▶ **Data for analysis**
PR #736, opened 2017-07-29
2-0-stbale: Fixes the network services ui

infirit:
Backported from master.

Also, can someone verify using isc-dhcpd works on jessie? its broken for me.

### DIFF
--- a/blueman/main/NetConf.py
+++ b/blueman/main/NetConf.py
@@ -166,14 +166,14 @@ class DhcpdHandler(object):
             f.write(subnet)
             f.close()
 
-            cmd = [have("dhcpd3") or have("dhcpd"), "-pf", "/var/run/dhcpd-server/dhcp.pan1.pid", "pan1"]
+            cmd = [have("dhcpd3") or have("dhcpd"), "-pf", "/var/run/dhcpd.pan1.pid", "pan1"]
             p = Popen(cmd)
 
             ret = p.wait()
 
             if ret == 0:
                 dprint("dhcpd started correctly")
-                f = open("/var/run/dhcp-server/dhcpd.pan1.pid", "r")
+                f = open("/var/run/dhcpd.pan1.pid", "r")
                 self.pid = int(f.read())
                 f.close()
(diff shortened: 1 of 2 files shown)


cschramm:
For me the PID file does not get written and thus cannot be read.

The reason is that the containing directory, /var/run/dhcpd-server, does not exist.

You changed that from `/var/run/dhcpd3-server` in https://github.com/blueman-project/blueman/commit/a65d527b6de672bb15a8b192c568391ace2f9403. I can only find references to such a subdirectory in Ubuntu's `/etc/init/isc-dhcp-server.conf` (which also creates it). Upstream uses `/var/run/dhcpd.pid` as the default PID file: https://source.isc.org/cgi-bin/gitweb.cgi?p=dhcp.git;a=blob;f=includes/site.h;hb=f883cc903171b43537434d81076a7bb6de7ada62#l137

infirit:
>The reason is that the containing directory, /var/run/dhcpd-server, does not exist.

Neither does ```/var/run/dhcpd3-server``` for me on jessie and wheezy. Isn't creating this directory the job of the blueman package?

>You changed that from /var/run/dhcpd3-server in a65d527

Yeah, I made it more broken than it already was 😨. Also notice hat the pid filename also does not match ... sigh I really had to test this better.

Ok, is there still a point in supporting dhcpd3? Its not in wheezy afaics, checking fedora now

cschramm:
> Isn't creating this directory the job of the blueman package?

Well, it could but never did. If we want to that, I think the name should better refer to blueman. Anyway, I don't see a good reason to use that subdirectory. We don't do it for the dnsmasq counterpart as well.

> Yeah, I made it more broken than it already was

I don't think so. The Internets have no reference to `/var/run/dhcpd3-server` at all but do for `/var/run/dhcpd-server`.

> Ok, is there still a point in supporting dhcpd3?

I think that's gone for at least five years now, so no, probably not.

infirit:
Added the two commits from #757 and one extra to filter ipv6 name servers.

Issue #1270, opened 2021-09-16
[BUG] Video out of sync with label overlay


doronpor:
### System information

-   Linux Ubuntu 18.04.2 LTS
-   installed from source
-   version 0.13.2
-   python version 3.6.9

### Commands to reproduce

```
1. Create a video with the details bellow
2. Load a database with high amount of labels
3. hover over the Thumbnail or play a video in full screen
```

### Describe the problem

Video occasionally gets out of sync with label overlay, i.e. when hovering on the thumbnail
or when playing video of the sample, the image would start playing in a high rate and 
the labels would catch-up after the video well after the video would stop playing.

### Code to reproduce issue

**Video created with the following parameters**:

_ffmpeg output parameters_:
["-f", "mp4", "-vcodec", "libx264", "-vb",  "4096K",
"-minrate", "4096K", "-maxrate", "4096K", "-bufsize", "250k",                                                                                                                                     "-pix_fmt", "yuv420p", "-vsync", "0"]
_video resolution_: 2688 x 1520
_frame rate_: 4 fps
_Labels_: There are high amount of labels on the video (7 layers including detections and polylines)

**connection information**:

Server is running in linux system. 
Application running on windows remote system (edge or chrome)

### What areas of FiftyOne does this bug affect?

-   [X] `App`: FiftyOne application issue
-   [ ] `Core`: Core `fiftyone` Python library issue
-   [ ] `Server`: Fiftyone server issue

### Willingness to contribute

The FiftyOne Community encourages bug fix contributions. Would you or another
member of your organization be willing to contribute a fix for this bug to the
FiftyOne codebase?

-   [ ] Yes. I can contribute a fix for this bug independently.
-   [ ] Yes. I would be willing to contribute a fix for this bug with guidance
        from the FiftyOne community.
-   [X] No. I cannot contribute a bug fix at this time.

brimoor:
Hi @doronpor 👋 

Thanks for reporting this. I noticed some occasional frame-label misalignments when doing some in-progress work on video features recently as well. We'll take a look at this and report back ASAP here

doronpor:
Hi Brimoor,
Any success with identifying the issue ?

benjaminpkane:
HI @doronpor. I've made a video per your description and have tested it with a ~200 detections, but am not seeing any issues.

https://github.com/voxel51/fiftyone/pull/1228 has a fix in the video player related to sparse frame labels, but that does not sound like your issue.

[...]

PR #2191, opened 2022-10-24
App sidebar mode and optimizations

benjaminpkane:
### Change log

- Significantly optimizes the performance of the sidebar by lazily computing statistics only for currently visible fields
- Added new sidebar modes `all|best|fast` with updated default behavior that further optimizes the performance of the App for large datasets
- Added support for configuring the sidebar mode dynamically in the App and programmatically on a per-dataset basis
- Added support for programmatically configuring sidebar groups and default expansion states on a
  per-dataset basis

### Issues resolved

* Resolves https://github.com/voxel51/fiftyone/issues/1270
* Resolves https://github.com/voxel51/fiftyone/issues/2255
* Resolves https://github.com/voxel51/fiftyone/issues/2244


benjaminpkane:
Stale

brimoor:
@benjaminpkane can you add a loading state to the `Loading` indicators in the filter widgets? Something as simple as animating the dots:

```
Loading.
Loading..
Loading...
```

This would help convey that something is happening, like the spinners for the counts.

benjaminpkane:
> @benjaminpkane can you add a loading state to the `Loading` indicators in the filter widgets?
> 
> Something as simple as animating the dots:
> 
> ```
> Loading.
> Loading..
> Loading...
> ```
> 
> This would help convey that something is happening, like the spinners for the counts.

Ok, I added the above

brimoor (approved):
LGTM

▶ **What to produce**
Where a line of the records includes "more", copy it.

▶ **Answer space**
Yeah, I made it more broken than it already was 😨. Also notice hat the pid filename also does not match ... sigh I really had to test this better.
> Yeah, I made it more broken than it already was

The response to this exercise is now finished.